SAHABENİN ZİKRİ I.....

                 Peygamber Efendimiz bizzat kendi müstakil bir ibâdet olarak Allah’ı zikrettiği gibi, bunu sahabesine de her fırsatta tavsiye etmiştir. Asr-ı Saadet’e Resûlullah’ın ve ashabının hayatına bakıldığında, bu özel zikrin sayısız örneklerine rastlamak mümküdür. Peygamber Efendimiz’in ashaba vird tarif ettiği hadis kitaplarında mevcuttur. Bu hadis-i şeriflerden birkaçını aktarmakla yetinelim zira bu mevzuda nakledilen hadislerin sayısı oldukça fazladır.

<SAHABENİN ZİKRİ I.....

  Müslim b. el-Hâris’ten (radiyallahu anh); “Peygamber (sallallahu aleyhi ve âlihi) kulağına eğilip gizlice şöyle buyurmuş: Akşam namazını kıldıktan sonra hiç kimseyle konuşmadan yedi kere ‘Allahümme ecirnî minen-nâr/Allah’ım, beni ateşten kurtar’ de! Çünkü bunu deyip de o gece ölürsen, mutlaka Cehennemden kurtulursun. Sabah namazından sonra da aynı şeyi söyle! Zira o gün ölürsen ateşten kurtulmak senin için mukadder olur.”  (Sahabinin oğlu) el-Hâris b. Müslim dedi ki: “Peygamber (sallallahu aleyhi ve âlihi) ona bunu gizlice söylediği için kardeşlerimiz arasında buna özel bir değer verirdik.” (Ebû Dâvud, 5079; İsh. b. İbr. ed-Dimaşkî an Muh. b. Şuayb an AbdirRahmân b. Hassân el-Filistinî ani’l-Hâris b. Müslim an ebîhî senedi ile tahrîc etti)

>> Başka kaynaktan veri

PR #2680, opened 2023-11-15
Add sat recursive endpoints with index and pagination

raphjaph:
This PR takes the discussion from #2452 and implements the following recursive endpoints:

`/r/sat/:sat` ->  get the first 100 inscription ids on a sat (ascending reinscription order)
`/r/sat/:sat/:page` -> get 100 inscription ids on sat paginated (ascending reinscription)

These two endpoints return:

```json
{
  "ids": [ 
    "c3a05e88abd51708954ce562389478028567184e32fb96ab8d07b672989155b8i0", 
    "c3a05e88abd51708954ce562389478028567184e32fb96ab8d07b672989155b8i1"
  ],
  "page": 2,
  "more": false,
}
```

`/r/sat/:sat/at/:index` -> get a single inscriptions id on a sat by index (-1 is latest, 0 is first inscription)

This returns: 

```json
{  
  "id": "c3a05e88abd51708954ce562389478028567184e32fb96ab8d07b672989155b8i0", 
}
```

`:sat` can be any represenation of a sat including number, degree or letter notation.

PR #2732, opened 2023-11-23
Only accept sat number in recursive endpoint

### LINKED ISSUE #2730: Move sat recursive endpoint test from integration to server test

raphjaph:
I think it would be best for now to only accept sat numbers in the recursive endpoints because I think marketplaces and other explorers do not have the sat deserialization implemented. We can always expand this later.

Fixes #2730 

Changes #2680


casey:
Is that because they have reimplementations of all the endpoints?

raphjaph:
I'm just not sure if they have implemented notations like degree, decimal or percentile. If we accept all of those they will have to implement it. Don't want to drown them in work.

casey (approved):

PR #2745, opened 2023-11-24
Add stuttering curse

casey:
The envelope parser advances instruction by instruction, which causes the parser to advance too far when parsing inscriptions with the following structure:

```
OP_FALSE
OP_FALSE # checks for OP_IF, but skips instruction, so following inscription isn't recognized
OP_IF
"ord"
OP_ENDIF
```

```
OP_FALSE
OP_IF
OP_FALSE  # checks for "ord", but skips instruction, so following inscription isn't recognized
OP_IF
"ord"
OP_ENDIF
```

This adds yet another curse, the stuttering curse, for inscriptions with this structure.

@ipoh123 Have a look! Also, if there are any other issue you found, let us know! And, by the way, how did you find this?

### DIFF
--- a/src/envelope.rs
+++ b/src/envelope.rs
@@ -2,8 +2,13 @@ use {
   super::*,
   bitcoin::blockdata::{
     opcodes,
-    script::{self, Instruction, Instructions},
+    script::{
+      self,
+      Instruction::{self, Op, PushBytes},
+      Instructions,
+    },
   },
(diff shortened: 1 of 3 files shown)


ipoh123:
:) 
From the code, searching for the envelopes should be akin to the substring matching problem. It is easy to make mistakes here.

raphjaph (approved):
Did I ststststutter?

   Hz. Ali’den (radiyallahu anh); “Peygamber (sallallahu aleyhi ve âlihi) bana dedi ki: ‘Söylediğin zaman, Allah’ın seni bağışlayacağı birkaç kelime öğreteyim mi? Şöyle de: Lâ ilâhe illallahü’l-Aliyyü’l-Azîm. Lâ ilâhe illallahül-Hâlîmü’l-Kerim. Lâ ilâhe illallahü Rabbü’l-Arşi’lAzîm.” (Tirmizî, 3504; el-Hüseyn b. Vâkıd an Ebî İshâk ani’l-Hâris an Alî asl-ı senedi ile tahrîc etti)

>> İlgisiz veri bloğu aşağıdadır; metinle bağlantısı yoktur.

PR #2748, opened 2023-11-25
 uncommon charm parity with other explorers

elocremarc:
Most people already associate a diamond with an uncommon its become the standard across different explorers and marketplaces. Doesn't look like the rare and others `gemstones` are emojis so we could start with this one. 
 
 🌱 -> 💎


casey:
We already don't use gemstones for Rare and Epic, so those won't match. Plus, the current charms are color-coded, so they match the color of the rarity. Also, I think the diamond looks to rare for uncommon. So I'm inclined to keep it as it is.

  Hz. Ali’den (radiyallahu anh); O, İbn A’bed’e, “Sana kendimden ve Fâtıma’dan bahsedeyim mi?” dedi. “Evet” dedim.

  Bunun üzerine şunları anlattı: “Fâtıma, el değirmeni döndürdü eli nasırlaştı. Sırtında kırba ile su taşıdı boynunda iz bıraktı. Evi süpürdü üstübaşı toz içinde kaldı. Bu arada Peygamber’e (sallallahu aleyhi ve âlihi) hizmetçiler gelmişti. Dedim ki: ‘Babana gitsen de O’ndan bir hizmetçi istesen olmaz mı?’

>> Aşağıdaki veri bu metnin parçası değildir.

PR #2753, opened 2023-11-26
Hide all text

raphjaph:


casey:
Maybe we should just hide all text inscriptions from the homepage. Text inscriptions are cool, but the number that are non-spam, and that look good on the homepage is small.

raphjaph:
Works for me

casey (approved):
RIP text inscriptions 🫡

PR #3259, opened 2024-03-11
HTML/SVG code preview

elocremarc:
Ord io and Geniidata both have a code preview on the inscription pages for html and svg. This would be a nice feature for the inscription page.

  Bunun üzerine gitti, yanında erkeklerin olduğunu görünce geri döndü. Ertesi gün Peygamber (sallallahu aleyhi ve âlihi) ona gelip sordu: ‘İhtiyacın ne idi?’ Cevap vermeyip sustu. Dedim ki: ‘Ey Allah Resûlü! Ben Sana anlatayım; eli nasır oluncaya kadar el değirmeni çevirdi, boynunda iz bırakıncaya dek sırtında kırba taşıdı, elbisesi tozlanıncaya dek evi süpürdü. Hizmetçiler gelince, Sana gelip bir hizmetçi vermen için kendisine emrettim, belki o hizmetçi yükünü biraz hafifletirdi, diye düşündüm.’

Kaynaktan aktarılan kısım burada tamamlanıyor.